• [GIVEN INFORMATION]:
= Beginning of Section =

PR #4998, opened 2016-07-09
Implement Direct Font Importer and Processor

cra0zy:
Stuff done:
- Implements direct importer / processor for font files (.ttf, .otf)
- Implements CharacterRegionsDescription object and it's TypeConverter so we can serialize/deserialize it
- Implements Char and CharacterRegionsDescription cell editors for Pipeline Tool
- A minor fix with sending object type in propertygrid

Notes:
- I left style in, even tho it doesn't do anything without #4561

Screenshots:
screenshots

### DIFF
--- a/Build/Projects/MonoGame.Framework.Content.Pipeline.definition
+++ b/Build/Projects/MonoGame.Framework.Content.Pipeline.definition
@@ -63,6 +63,7 @@
     <!-- MonoGame.Framework.Content.Pipeline.Builder -->
     <Compile Include="Builder\FileHelper.cs" />
     <Compile Include="Builder\Convertors\StringToColorConverter.cs" />
+    <Compile Include="Builder\Convertors\StringToCharacteRegionsConvertor.cs" />
     <Compile Include="Builder\PathHelper.cs" />
     <Compile Include="Builder\PipelineBuildEvent.cs" />
     <Compile Include="Builder\PipelineBuildLogger.cs" />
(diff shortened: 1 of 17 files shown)


tomspilman:
@cra0zy - If you split out the property grid fixes into a separate PR i'll merge that no problem.

Adding another font processor will take a bigger discussion.

cra0zy:
> @cra0zy - If you split out the property grid fixes into a separate PR i'll merge that no problem.
> 
> Adding another font processor will take a bigger discussion.

I will be busy tomorrow, and possibly the day after, so how about we have a discussion for now, if it's not resolved within that time frame I will make a separate PR for the fix.

tomspilman:
This is what I have figured out reading thru the changes.

This PR adds a new importer `FontImporter` and a new processor `FontProcessor`.

`FontImporter` works with native font files like `.ttf` and produces an empty `FontDescription` with just the filename set.  This is different from the existing XNA `FontDescriptionImporter` which reads a `.spritefont` and generates a complete `FontDescription`.

You then have `FontProcessor` which allows you to define the settings normally defined in the `.spritefont` file as a processor setting.  It then calls `FontDescriptionProcessor` to do the normal font processing.

If you use `FontImporter` with `FontProcessor` things should work.  If you use `FontImporter` with `FontDescriptionProcessor` you'll likely get some crash as the other fields for `FontDescription` are not defined.  If you use `FontDescriptionImporter` with `FontProcessor` things should work allowing you to change what was defined within the `.spritefont`.

So my first issue is this makes things confusing to users.  Which importer should they use with which processor?  The only way to know that is to take a guess, read some docs, or just trial and error.  

Worse it will be luck which processor is selected for `.spritefont` as it currently picks the first one that processes a `FontDescription` which could arbitrarily be `FontDescriptionProcessor` or `FontProcessor` depending on reflection order.

IMO the "right" thing to do is to fix MGCB and the Pipeline tool to allow for properties on importers.  This seems like a logical extension to the XNA content pipeline.  This way we only need one additional importer `FontImporter` which works with native outline font files then allows the user to set the additional `FontDescription` settings as importer properties.

@dellis1972 @KonajuGames ?

KonajuGames:
It makes sense to extend importers to allow properties.  I don't know why this wasn't included in XNA originally.  Then `FontImporter` can be given the properties in order to produce a complete `FontDescription` that can be consumed directly by the standard `FontDescriptionProcessor`.

cra0zy:
Reflection won't get confused, but I could see how having multiple font processors can be confusing to the end user.

cra0zy:
#5065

= End of Section =

The lines to copy are those above that contain "Compile".

• [TASK RESULT]:
     <Compile Include="Builder\FileHelper.cs" />
     <Compile Include="Builder\Convertors\StringToColorConverter.cs" />
+    <Compile Include="Builder\Convertors\StringToCharacteRegionsConvertor.cs" />
     <Compile Include="Builder\PathHelper.cs" />
     <Compile Include="Builder\PipelineBuildEvent.cs" />
     <Compile Include="Builder\PipelineBuildLogger.cs" />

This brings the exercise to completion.